___ Supplied information ___

PR #6555, opened 2019-07-27
netdata/packaging: Move tarball checksum information into lib dir of netdata

### LINKED ISSUE #6550: /etc/netdata/.environment gets updated constantly with auto-updates
##### Question summary
I am using `etckeeper` in a POC the server, and I have set that to manual commits only.

It is somewhat annoying that important values, such as `RELEASE_CHANNEL="nightly"` get to get mixed with `NETDATA_TARBALL_CHECKSUM` which gets updated "frequently enough"

`etckeeper` with manual commits basically means that e.g. `apt-get` won't work with a dirty `/etc`

##### OS / Environment

Ubuntu 18.04

##### Expected results

Move `NETDATA_TARBALL_CHECKSUM` out of `/etc`.
I am not sure of its significance, but in a quick assesment, it doesn't feel like a "serious configuration option"

paulkatsoulakis:
##### Summary
1) Introduce NETDATA_LIB_DIR within environment file, we are going to need to refer to it
2) move NETDATA_TARBALL_CHECKSUM to /netdata.tarball.checksum
3) Make sure you support transitional period, which means load and remove the variable from the old location then move it to the new one

##### Component Name
netdata/packaging/installer

##### Additional Information

Fixes #6550

### DIFF
--- a/netdata-installer.sh
+++ b/netdata-installer.sh
@@ -985,8 +985,13 @@ fi
 
 # -----------------------------------------------------------------------------
 progress "Copy uninstaller"
-sed "s|ENVIRONMENT_FILE=\"/etc/netdata/.environment\"|ENVIRONMENT_FILE=\"${NETDATA_PREFIX}/etc/netdata/.environment\"|" packaging/installer/netdata-uninstaller.sh > ${NETDATA_PREFIX}/usr/libexec/netdata-uninstaller.sh
-chmod 750 ${NETDATA_PREFIX}/usr/libexec/netdata-uninstaller.sh
+if [ -f "${NETDATA_PREFIX}"/usr/libexec/netdata-uninstaller.sh ]; then
+	echo >&2 "Removing uninstaller from old location"
+	rm -f "${NETDATA_PREFIX}"/usr/libexec/netdata-uninstaller.sh;
+fi
+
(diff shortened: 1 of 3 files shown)


thiagoftsm:
Hi @paulkatsoulakis ,

Considering that you are changing the installer here, I will do a question for you. I was working here and I saw  that the scripts "netdata-uninstaller.sh" and "netdata-updater.sh" were installed in my directory /usr/libexec/ instead /usr/libexec/netdata , Why do not we put both in the last directory?

paulkatsoulakis:
> Hi @paulkatsoulakis ,
> 
> I tested your PR now, and I think we need to change the netdata-installer.sh, another possibility is the fact that I did not understand the idea behind the the checksum in the installer. After I executed the netdata-installer.sh, we have the file netdata.tarball.checksum in the correct directory, but instead to have a checksum we have "new_installation", this string is not a checksum.
> Now about the update, at the end of the process I had the checksum stored in the same file that I had only "new_installation".
> My suggestion for you, let us have two lines in the file netdata.tarball.checksum, the first line saying that we have a new installation or an update executed and the second line will be the checksum of them.
> 
> Best regards!

new installation always gets that keyword "new_installation" as checksum.

paulkatsoulakis:
> Hi @paulkatsoulakis ,
> 
> Considering that you are changing the installer here, I will do a question for you. I was working here and I saw that the scripts "netdata-uninstaller.sh" and "netdata-updater.sh" were installed in my directory /usr/libexec/ instead /usr/libexec/netdata , Why do not we put both in the last directory?

Good point, i guess to avoid deleting itself but that's not a problem i guess.
I 'll move it and test it.

Issue #4934, opened 2018-12-06
netdata server usage - stream statistics


gdelafond:
Hello,

On each netdata there is an information about its memory usage like : 
` netdata on XXXX, collects every second 1 801 metrics, presented as 260 charts and monitored by 0 alarms, using 297 MB of memory for 11 hours, 55 mins and 8 secs of real-time history.`

I do not find how to know the number of received stream and the total ram used by these streams. Is this information available somewhere ?

Regards,

cakrit:
Well, it's not precisely what you're asking, but check [here](https://docs.netdata.cloud/database/). If by 'stream' you are referring to a hierarchical setup with a master node receiving metrics from slave nodes, you can see [here](https://docs.netdata.cloud/streaming/#options-for-the-receiving-node) a section in the configuration where you can change the history (entries stored) for each slave. 

Finally, you may want to also look at the general suggestions on [Performance](https://docs.netdata.cloud/docs/performance/), as disabling plugins you don't need also reduces the required memory.

gdelafond:
@cakrit yes i'm referring to a hierarchical setup. I know there are information in the documentation, but here I have hundreds of server streaming to the master node. Every day this number is different, it is not very easy to know easily the node number and the RAM used by all the stream on the master node.

Maybe a graph in the "Netdata monitring/netdata" group could be added to monitor the number of stream received and the RAM used by these stream.

cakrit:
This would be an interesting feature, for sure. The title is appropriate, "stream statistics" as we probably don't just want to show the RAM used. Adding it to the backlog.

ilyam8:
Closing this feature request. We will re-evaluate the request internally.

PR #6558, opened 2019-07-28
Attempt to provide stream statistics as per #4934 request

stelfrag:
##### Summary
Provide a new section under netdata / monitoring for stream statistics. The new feature
is activated by adding a [global] section in the streams.conf and setting
###### activate stream statistics = yes

The default setting is "no"

##### Component Name
Affected files

- collectors/plugins.d/plugins_d.c 
- collectors/plugins.d/plugins_d.h 
- streaming/rrdpush.c


collectors/plugins.d/plugins_d.c
```diff
@@ -246,6 +277,115 @@ inline size_t pluginsd_process(RRDHOST *host, struct plugind *cd, FILE *fp, int
...
+                , "NetData Incoming Streams"
+                , "Count"
+                , "netdata"
+                , "stats"
+                , 130004
+                , localhost->rrd_update_every
+                , RRDSET_TYPE_LINE
+            );
+
+            if (likely(__stream_mem_st))
```
thiagoftsm: Hi @stelfrag,

Please, add an else in this group for you write an error log case there was a problem to allocate the variables. I saw that you are checking whether these variables are not null in the rest of the code, but it is also good to know when something wrong happens.

stelfrag: Thank you @thiagoftsm for pointing this out!! I will add it

thiagoftsm: Nice! I will  mark as resolved, because you solved as expected! :)

streaming/rrdpush.c
```diff
@@ -76,6 +77,7 @@ int rrdpush_init() {
     default_rrdpush_api_key     = appconfig_get(&stream_config, CONFIG_SECTION_STREAM, "api key", "");
     default_rrdpush_send_charts_matching      = appconfig_get(&stream_config, CONFIG_SECTION_STREAM, "send charts matching", "*");
     rrdhost_free_orphan_time    = config_get_number(CONFIG_SECTION_GLOBAL, "cleanup orphan hosts after seconds", rrdhost_free_orphan_time);
+    stream_stats_enabled        = (unsigned int)appconfig_get_boolean(&stream_config, CONFIG_SECTION_GLOBAL, "activate stream statistics", 0);
```
thiagoftsm: Hi @stelfrag

The first time that I review your code I did not test it, because I saw we could miss some important information from the Operate System, after you fix that problem, today I began to test your PR.  In the first test that I executed, I decided to print the variable stream_stats_enabled inside the log files on Netdata master, and it was always set to zero independent of the position that I put  the parameter "activate stream statistics"  inside my stream.conf file, so I came here and I saw that you are mixing concepts. The "stream_config" variable is associated with "CONFIG_SECTION_STREAM" and here your are putting it with the CONFIG_SECTION_GLOBAL that is a section of the netdata.conf, please, fix this for I continue with the tests.

stelfrag: Hi @thiagoftsm 

Thank you for your feedback. I am assuming you put a **[global]** section in the
*stream.conf*  (eg. /etc/netdata/stream.conf) file with a parameter 

```
[global]
    activate stream statistics = yes
```

The code block below is intended to look for the configuration parameter in the stream.conf under a *[global]* section

`stream_stats_enabled        = (unsigned int)appconfig_get_boolean(&stream_config, CONFIG_SECTION_GLOBAL, "activate stream statistics", 0);`

I will try to reproduce the behavior you are experiencing and analyze the logic of the
*appconfig_get_boolean* function to make sure it is behaving as I expected it to do
so I can provide solution

thank you !!

thiagoftsm: Now I understood what you are trying to do better, so I will ask more two things to you. As you can see we have inside the directory streaming the file README.md, this is a file where we write our documentation, please, explain inside this file the new section in our stream.conf. No less important, inside the same directory(streaming) we also have a stream.conf file that is copied for our users when they use the command /etc/netdata/edit-config, add the newest section inside the file, I would prefer to insert on top, and comment it there.

Best Regards!

stelfrag: Thanks for the feedback @thiagoftsm . I will update README.md and stream.conf

cakrit:
Where am I supposed to see these metrics? I enabled it, have a slave, but can't find them:
Screenshot from 2019-08-09 11-07-22

Also, I'd set the default to "yes".

stelfrag:
Once activated and netdata is restarted there will be a  a "streams" section under Netdata monitoring (refresh may be required)

ilyam8:
I installed the PR and i dont see 

> "streams" section under Netdata monitoring

I restarted netdata service on master several times, still no stream metrics.

stelfrag:
> I installed the PR and i dont see
> 
> > "streams" section under Netdata monitoring
> 
> 
> i did:
> 
> * intalled PR
> * added `activate stream statistics = yes` to `[global] section`
> * restarted netdata service on master
> 
> My setup: master-1 slave. I see slave in the `your other netdata servers` section.

Hello @ilyam8 please confirm that you created a [global] section in your *stream.conf* configuration file and added the `activate stream statistics = yes` there

ilyam8:
@stelfrag 	it is been a while... To be honest i dont remember, will test the PR again today later

ilyam8:
ok, i wont be testing since @cakrit confirms it is working, i assume i had same problems:

> I saw the charts immediately, I had made the mistake of putting the option in the netdata.conf [global] option before. 

Stream statistics looks like an important thing, why dont enable it by default?

collectors/plugins.d/plugins_d.c
```diff
@@ -377,6 +549,39 @@ inline size_t pluginsd_process(RRDHOST *host, struct plugind *cd, FILE *fp, int
             if(unlikely(rrdset_flag_check(st, RRDSET_FLAG_DEBUG)))
                 debug(D_PLUGINSD, "requested an END on chart %s", st->id);
 
+            if (likely(stream_stats_enabled) && (now_realtime_sec() - stream_updated > 0)) {
```
cosmix: Same here: I would probably use a an array literal of a `static struct` to define these and iterate over it, instead of repeating the `if` statements here.

streaming/stream.conf
```diff
@@ -218,3 +218,19 @@
     #proxy destination = IP:PORT IP:PORT ...
     #proxy api key = API_KEY
     #proxy send charts matching = *
+
+#
+# Glogal section for stream configuration on the master server
```
cosmix: Typo: Global

collectors/plugins.d/plugins_d.c
```diff
@@ -246,6 +277,129 @@ inline size_t pluginsd_process(RRDHOST *host, struct plugind *cd, FILE *fp, int
...
+                , "NetData Incoming Streams"
+                , "Count"
+                , "netdata"
+                , "stats"
+                , 130004
+                , localhost->rrd_update_every
+                , RRDSET_TYPE_LINE
+            );
+
+            if (likely(__stream_mem_st))
```
cosmix: I would use an array literal of `static struct`s here and iterate over it instead of having several repeating if statements. It’s cleaner, less prone to error, more maintainable and the performance impact is minimal.

stelfrag:
> I see what's happening now. The request to put this setting in a `[global]` section of `stream.conf` doesn't seem to make much sense. I only enabled it on the master and I saw the statistics immediately. So if we are to having a setting at all, it belongs inside the master's configuration in `stream.conf` (i.e. under what we is labelled in a comment as `2. ON MASTER NETDATA - THE ONE THAT WILL BE RECEIVING METRICS`, not in a new, `[global]` section.
> 
> I saw the charts immediately, I had made the mistake of putting the option in the `netdata.conf` `[global]` option before. I'd still like this to change though.

The reason for the new section is that the option is  global. There is no section on the master Netdata other than [API_KEY] and [MACHINE_GUID] and it would be misleading to add the option there e.g under a specific [API_KEY] and have it globally enabled.

In that regard, it would make more sense to put the option in the main Netdata configuration file (but that would split the streams configuration in two files if this feature is is to be expanded. 

This would also allow one to disable the stream statistics per [API_KEY] in an intuitive way i.e. 

- Enable globally
- Disable on demand per [API_KEY]

One way to enhance the stream statistics and might as well require new options in  the [API_KEY] section would be to add group statistics, so several key metrics of the "same" group would be presented together in graphs

Example: monitor 100 slaves for CPU usage averages (e.g. user, system, idle) in a single graph by 
setting a "stream group code" configuration in the API KEY section

Of course automatic grouping can also occur e.g by OS version, distribution etc

> A couple more things:
> 
> * Check the tabs in the `stream.conf` file, some comments were off. You'll move them again now anyway, due to the change above.
> * The README should probably say that by default in v1.17 and beyond the master stores and displays the stream statistics, you can disable it by setting the option to 'no'
> * There's a conflict in the README, you'll need to do a rebase there.

Ok making a note on those

collectors/plugins.d/plugins_d.c
stelfrag: Hi @cosmix 

You are right. It would make more sense to have an iteration and it will be the way to go if this is to be further expanded -- it can easily have half a dozen of more charts to process and it would be a nightmare to review and maintain. 

In addiction to that it would almost certainly go beyond static structures and require additional book keeping (memory allocation) -- image just these 5 charts grouped by some sort of OS / Kernel version or CPU arch when having a couple of hundred slaves 

All in all  yes !  this would would be rewritten

cakrit:
@stelfrag I resolved the conflicts, but please do a commit with the additional fixes requested here, so we can merge.

streaming/rrdpush.c
```diff
@@ -78,6 +79,9 @@ int rrdpush_init() {
     default_rrdpush_api_key     = appconfig_get(&stream_config, CONFIG_SECTION_STREAM, "api key", "");
     default_rrdpush_send_charts_matching      = appconfig_get(&stream_config, CONFIG_SECTION_STREAM, "send charts matching", "*");
     rrdhost_free_orphan_time    = config_get_number(CONFIG_SECTION_GLOBAL, "cleanup orphan hosts after seconds", rrdhost_free_orphan_time);
+    stream_stats_enabled        = (unsigned int)appconfig_get_boolean(&stream_config, CONFIG_SECTION_GLOBAL, "activate stream statistics", 1);
```
vlvkobal: `1` -> `CONFIG_BOOLEAN_YES`

streaming/stream.conf
```diff
@@ -218,3 +218,19 @@
...
+#
+
+[global]
+				# Display a new "streams" sections under netdata monitoring
+    # that will provide several stream statistics. For now this
+    # includes 4 new charts: 
+				# 1. Number of incoming streams (slaves)
+    # 2. Number of processors (Active processors reported by the slaves)
+    # 3. Number of total slave metrics (dimensions)
+    # 4. Number of total activate slave processes (system.active_processes reported by the slaves)
```
vlvkobal: `activate -> active`

vlvkobal:
When slave is (re)connecting, there are a lot of "heavy" calls (`strlen`, `rrdset_find`, `rrddim_find`) for every chart (hundreds or even thousands for every slave), dimension (thousands for every slave), and variable (tens of thousands for every slave).

Also, on every update for every chart `strcmp` is called.

Can't it be a serious performance impact for "fat" masters with many slaves? Or even for "thin" masters?

streaming/rrdpush.c
stelfrag: Will change to CONFIG_BOOLEAN_YES

stelfrag:
> When a slave is (re)connecting, there are a lot of "heavy" calls (`strlen`, `rrdset_find`, `rrddim_find`) for every chart (hundreds or even thousands for every slave), dimension (thousands for every slave), and variable (tens of thousands for every slave).
> 
> Also, on every update for every chart `strcmp` is called.
> 
> Can't it be a serious performance impact for "fat" masters with many slaves? Or even for "thin" masters?

Hi @vlvkobal 

It's true you get a lot of strlen via the **get_set_memory_usage** calls. That's in order to be able to more accurately calculate the memory usage. Assuming a maximum value for those (even larger that what would actually be allocated -- say 256 bytes for all those values) could be "close enough" and good enough calculation.

The rrdset_find  and rrddim_find calls cannot be avoided right now. This is because the sets and dimensions survive a slave re-connection (and rightly so because it would be more expensive to 
de-allocate the memory each time a slave restarts or there is network disconnection for a second)

Things would be easier if rrdset_create and rrddim_add would pass back information if the set and dim respectively already existed, therefore there is no actual memory allocation. 

This would require some rewrite (another version of rrddim_add and rrdset_create that would either return a struct or fill a struct with additional information)

Unless there is a variable in the set or dim that I can use and safely assume this is a freshly allocated 
structure

stelfrag:
> @stelfrag I resolved the conflicts, but please do a commit with the additional fixes requested here, so we can merge.

We agreed on a **[master_streaming]** section that will go in the stream.conf file on section 2, just above the [API_KEY] section. 

This will: 

- Keep the stream related configuration in one file (on the master and slaves)
- Avoid the "global" keyword that will confuse the community
- The prefix **master_** will further emphasize this will have only effect on the master node

streaming/README.md
```diff
@@ -108,6 +108,27 @@ A new file is introduced: [stream.conf](stream.conf) (to edit it on your system
 `/etc/netdata/edit-config stream.conf`). This file holds streaming configuration for both the
 sending and the receiving Netdata.
 
+You can add a [global] section on the master server's [stream.conf](stream.conf) and activate
+additional slave statistics as follows.
+
+```
+[global]
+				activate stream statistics = yes
```
joelhans: Too much indentation here. Looks funky when rendered—Markdown respects all that whitespace.

```suggestion
    activate stream statistics = yes
```
```

File: streaming/README.md [hunk 9]
```diff
@@ -108,6 +108,27 @@ A new file is introduced: [stream.conf](stream.conf) (to edit it on your system
...
+```
+
+This will add a new streams section under netdata monitoring and provide five new charts with slave
```
joelhans: netdata -> Netdata

streaming/README.md
```diff
@@ -108,6 +108,27 @@ A new file is introduced: [stream.conf](stream.conf) (to edit it on your system
...
+statistics
```
joelhans: Put a colon `:` at the end here.

streaming/README.md
```diff
@@ -108,6 +108,27 @@ A new file is introduced: [stream.conf](stream.conf) (to edit it on your system
...
+
+A "memory" chart that attempts to measure the amount of RAM allocated for the slaves in the master server (charts and dimensions)
+
+A "streams" chart that reports the number currently incoming streams (slaves)
+
+A "processors" chart that reports the number of active processors of all slaves by incercepting the active processors HOST variable
+
+A "metrics" chart to count all the dimensions provided by the slaves
+
+A "processes" chart for active processes reported by the slaves by intercepting the "system.active_processes" dimension
```
joelhans: I think this might be better served as an unordered list.

streaming/README.md
```diff
@@ -108,6 +108,27 @@ A new file is introduced: [stream.conf](stream.conf) (to edit it on your system
...
+```
+
+This will add a new streams section under netdata monitoring and provide five new charts with slave
+statistics
+
+A "memory" chart that attempts to measure the amount of RAM allocated for the slaves in the master server (charts and dimensions)
+
+A "streams" chart that reports the number currently incoming streams (slaves)
+
+A "processors" chart that reports the number of active processors of all slaves by incercepting the active processors HOST variable
```
joelhans:
```suggestion
A "processors" chart that reports the number of active processors of all slaves by intercepting the active processors' `HOST` variable
```

streaming/README.md
joelhans: I think it makes sense to put dimensions in an inline code block.

```suggestion
A "processes" chart for active processes reported by the slaves by intercepting the `system.active_processes` dimension
```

___

Show every line of the listing containing the string "could" by copying it.

Maybe a graph in the "Netdata monitring/netdata" group could be added to monitor the number of stream received and the RAM used by these stream.
The first time that I review your code I did not test it, because I saw we could miss some important information from the Operate System, after you fix that problem, today I began to test your PR.  In the first test that I executed, I decided to print the variable stream_stats_enabled inside the log files on Netdata master, and it was always set to zero independent of the position that I put  the parameter "activate stream statistics"  inside my stream.conf file, so I came here and I saw that you are mixing concepts. The "stream_config" variable is associated with "CONFIG_SECTION_STREAM" and here your are putting it with the CONFIG_SECTION_GLOBAL that is a section of the netdata.conf, please, fix this for I continue with the tests.
It's true you get a lot of strlen via the **get_set_memory_usage** calls. That's in order to be able to more accurately calculate the memory usage. Assuming a maximum value for those (even larger that what would actually be allocated -- say 256 bytes for all those values) could be "close enough" and good enough calculation.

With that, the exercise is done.